Source typing with Pydantic

dlt sources yield records as plain dicts by default — convenient for bootstrap, but there's no contract between what the upstream API sends and what lands in DuckDB. When an API renames a field or flips a type, the drift only surfaces downstream when a SQLMesh test or Soda contract fails, hours or days after the bad record loads.

The fix is a Pydantic model at the @dlt.resource boundary. The resource validates each record through the model before yielding. Upstream drift raises pydantic.ValidationError at extract time, before dlt writes anything.

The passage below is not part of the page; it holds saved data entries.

PR #8814, opened 2017-05-29
Use num_threads clause of #pragma omp parallel for OpenMP

woodychow:
to avoid calling omp_set_num_threads for the entire application.


sovrasov:
:+1:

woodychow:
Thanks.

The precommit test failed. I think there is something wrong with the test as my MR only changes OpenMP, and the tested binary is compiled with pthreads not OpenMP.

sovrasov:
There is a problem with the arm boards, don't worry about these failures.

woodychow:
Thanks!

PR #8816, opened 2017-05-29
Fixed snprintf for VS 2013

mshabunin:
See #8771 for details

### This pullrequest changes

Should fix VS2013 build.

### DIFF
--- a/modules/core/include/opencv2/core/private.hpp
+++ b/modules/core/include/opencv2/core/private.hpp
@@ -157,7 +157,6 @@ static inline cv::Size cvGetMatSize( const CvMat* mat )
 namespace cv
 {
 CV_EXPORTS void scalarToRawData(const cv::Scalar& s, void* buf, int type, int unroll_to = 0);
-bool cv_snprintf(char* buf, int len, const char* fmt, ...);
 }
 
 // property implementation macros
--- a/modules/core/include/opencv2/core/private.hpp
+++ b/modules/core/include/opencv2/core/private.hpp
@@ -157,6 +157,7 @@ static inline cv::Size cvGetMatSize( const CvMat* mat )
 namespace cv
 {
 CV_EXPORTS void scalarToRawData(const cv::Scalar& s, void* buf, int type, int unroll_to = 0);
+bool cv_snprintf(char* buf, int len, const char* fmt, ...);
 }
 
 // property implementation macros
--- a/modules/core/src/lpsolver.cpp
+++ b/modules/core/src/lpsolver.cpp
@@ -41,7 +41,6 @@
 #include "precomp.hpp"
 #include <climits>
 #include <algorithm>
-#include <cstdarg>
 
 #define dprintf(x)
 #define print_matrix(x)
--- a/modules/core/src/out.cpp
+++ b/modules/core/src/out.cpp
@@ -103,7 +103,7 @@ namespace cv
             }
             else
             {
-                cv_snprintf(floatFormat, 8, "%%.%dg", std::min(precision, 20));
+                cv_snprintf(floatFormat, sizeof(floatFormat), "%%.%dg", std::min(precision, 20));
             }
 
             switch(mtx.depth())
--- a/modules/core/src/out.cpp
+++ b/modules/core/src/out.cpp
@@ -103,7 +103,7 @@ namespace cv
             }
             else
             {
-                snprintf(floatFormat, 8, "%%.%dg", std::min(precision, 20));
+                cv_snprintf(floatFormat, 8, "%%.%dg", std::min(precision, 20));
             }
 
             switch(mtx.depth())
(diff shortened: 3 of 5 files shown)


mshabunin:
@PkLab , could you please check whether this PR fixes VS2013 compilation for you?

PkLab:
It builds on VS2013 even if I've doubt about 
see [A value of predefined macro __cplusplus is still 199711L](https://connect.microsoft.com/VisualStudio/feedback/details/763051/a-value-of-predefined-macro-cplusplus-is-still-199711L)

PkLab:
The code doesn't work correctly on VS2013. Try this test code
```.cpp
#define BUF_LEN 4
int main()
{
  char buf[BUF_LEN];
  bool res;
  res = cv_snprintf(buf,BUF_LEN,"%s","abc");
  cout << "buf=" << buf << endl;
  if (res)
    cout << "cv_snprintf: OK" << endl;
  else
    cout << "cv_snprintf: Error " << endl;
  char ch = cin.get();
  return 0;
}
```
On VS2013 cv_snprintf returns false and `buf="ab"`
while on GCC returns true and `buf="abc"` which is correct

alalek:
@PkLab What is result with `BUF_LEN=5`?

PkLab:
@alalek of course with BUF_LEN=5 the result is ok but it shouyld work also with BUF_LEN=5 because to write to write "abc" you need just 4 byte including null terminator.

I would write more simply
```.cpp
bool pk_snprintf(char* buf, int len, const char* fmt, ...)
{
    if (len <= 0) return false;
    va_list va;
    va_start(va, fmt);
#if defined _MSC_VER
    int res = _vsnprintf_s((char *)buf, len, _TRUNCATE, fmt, va);
    // ensure null terminating on VS
    if (res < 0) buf[len - 1] = 0;
    else buf[res] = 0;
#else
    int res = vsnprintf((char *)buf, len, fmt, va);
#endif
    va_end(va);
    return res >= 0 && res < len;
}
```

modules/core/include/opencv2/core/private.hpp
```diff
@@ -157,6 +157,7 @@ static inline cv::Size cvGetMatSize( const CvMat* mat )
 namespace cv
 {
 CV_EXPORTS void scalarToRawData(const cv::Scalar& s, void* buf, int type, int unroll_to = 0);
+bool cv_snprintf(char* buf, int len, const char* fmt, ...);
```
vpisarev: non-exported functions should not be declared anywhere in include/opencv2/.

mshabunin:
I've removed declaration from `private.hpp` and replaced implementation with the one proposed by @PkLab

alalek:
@PkLab With `BUF_LEN=3` what is `res` value? If it is 3, then statement `buf[res] = 0;` will corrupt memory outsize of buffer.
Porbably MSVS2012 do this: http://demin.ws/blog/english/2013/01/28/use-snprintf-on-different-platforms/

PkLab:
@alalek With `BUF_LEN`=3 `res=-1` 

- snprintf is not same as vsnprintf nor _vsnprintf_s
- also on VS2012 `_vsnprintf_s` returns -1 if `count= _TRUNCATE` [see remarks](https://msdn.microsoft.com/en-us/library/d3xd30zz(v=vs.110).aspx)

I have understood that  news with VS2015 is about that the null terminating is guaranteed. With previous versions you get null terminator only if there is left space in the buffer.

PS: should we check also [String format( const char* fmt, ... )](https://github.com/opencv/opencv/blob/master/modules/core/src/system.cpp#L746) ?

alalek:
@PkLab OK, It seems valid. Thank you!

PkLab:
btw we can stay safer using `if ((res < 0) || (res>=len)) buf[len - 1] = 0;`

PkLab:
or better, 
```.cpp
bool ok = res >= 0 && res < len;
if (!ok)  buf[len - 1] = 0;
else buf[res] = 0; // this line is useless
...
return ok;
```
just in case in the future _vsnprintf_s would follow same rules as gcc returning " total number of characters which would have been written" ;-)

mshabunin:
@PkLab , I've updated the VS branch, please take a look. 

BTW, what do you think about adding `&& _MSC_VER <= 1800` condition to match only VisualStudio versions <= 2013?

PkLab:
@mshabunin  It works here. 

About adding `&& _MSC_VER <= 1800`, `snprintf` is available since VS1015 but they suggest to use "More secure versions of these..._snprintf_s...". 

Because, at the end, our solution uses `_vsnprintf_s` 
- we don't have to take care to MSC_VER.
- and I think that `&& __cplusplus < 201103L` should be removed in [cv::format](https://github.com/opencv/opencv/blob/master/modules/core/src/system.cpp#L746)

alalek:
@PkLab Right, `__cplusplus < 201103L` condition doesn't have any sense to MSVC (MSVS 2017 still has `199711L` value)

PkLab:
@alalek right, and although `vsnprintf` is defined since MSV2105 its behaviour is still different from gcc and MS suggests to use more secure version. At the end `#if defined _MSC_VER` is enough.

alalek:
Added update to this patch.
I have added wrapper over `vsnprintf` too, because I will need it soon.

alalek:
:+1:

PR #8818, opened 2017-05-29
Do not clean src and gen directories when java is disabled

mshabunin:
### This pullrequest changes

When _java_ is disabled with `-DBUILD_opencv_java=OFF`, but _ant_ and _JNI_ are installed in the system cmake script removes `<build>/src` and `<build>/gen` directories. this behaviour could lead to build directory corruption in some configurations.

This is just a workaround, it should be better to use `CMAKE_CURRENT_BINARY_DIR` instead of hardcoded paths.


alalek:
:+1:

Pilot: eBird RecentObservation

The canonical example is packages/databox-sources/databox_sources/ebird/models.py, which defines RecentObservation for the eBird recent/notable endpoints. Key shape decisions:

  • AliasChoices for input, explicit wire names for output. The API sends subId, howMany, etc.; the legacy dlt resource yielded the same camelCase keys so dlt's normalizer could lowercase and snake_case them on write. The model accepts either form on input (camelCase or snake_case) via validation_alias=AliasChoices(...), and emits the legacy wire shape via to_record(). This keeps the DuckDB schema bit-for-bit identical during the migration.
  • extra="ignore". Upstream adding a field (e.g. a new hasRichMedia) must not break the extract. The model silently drops unknown keys.
  • populate_by_name=True. Lets tests pass either API names or Python names.
  • Defaults on optional fields. how_many is genuinely absent when an observer reports an "X" count; making it int | None with default=None reflects that. Similarly for obs_valid and friends.

How a resource uses the model

Inside source.py, the process_observation helper validates each record and returns a dict-shaped payload keyed by the legacy wire names:

def process_observation(obs, region, is_notable=False):
    enriched = dict(obs)
    enriched["_region_code"] = region
    enriched["_loaded_at"] = pendulum.now().isoformat()
    enriched["_observation_date"] = obs.get("obsDt")
    enriched["_is_notable"] = is_notable
    return RecentObservation.model_validate(enriched).to_record()

The resource keeps its explicit columns={...} hint (the model's Python field names don't round-trip 1:1 to the legacy underscore-prefixed metadata columns, so columns=RecentObservation is deferred). Validation is still the primary drift-detection mechanism; columns= is just a type pin for three numeric fields dlt can't infer safely.

When to add a model

Reach for a model when:

  • the resource hits an external API you don't control
  • the resource yields records with more than ~5 meaningful fields
  • downstream consumers (staging views, Soda contracts) would silently accept a renamed or re-typed field

Skip the model when:

  • the resource reads local files you fully control
  • the yielded shape is a trivial {key, value} pair
  • the upstream schema is already typed via an SDK

Relationship to Soda contracts

Pydantic at the source is the first line of defense: it catches type and required-field drift before the record lands. Soda contracts on the staging view are the second line: they catch semantic drift (row counts, freshness windows, value ranges) on what dlt did write.

Both are valuable. Pydantic fails closed earlier; Soda catches the things types alone can't express.

Next steps

This is a pilot. Follow-up work (not yet ticketed):

  1. Extend to the other eBird resources (species_list, hotspots, taxonomy, region_stats).
  2. Add models for the NOAA, USGS, and USGS earthquakes sources.
  3. Revisit columns=ModelClass once we settle on a shared convention for dlt load-metadata fields (the _region_code / _loaded_at pattern).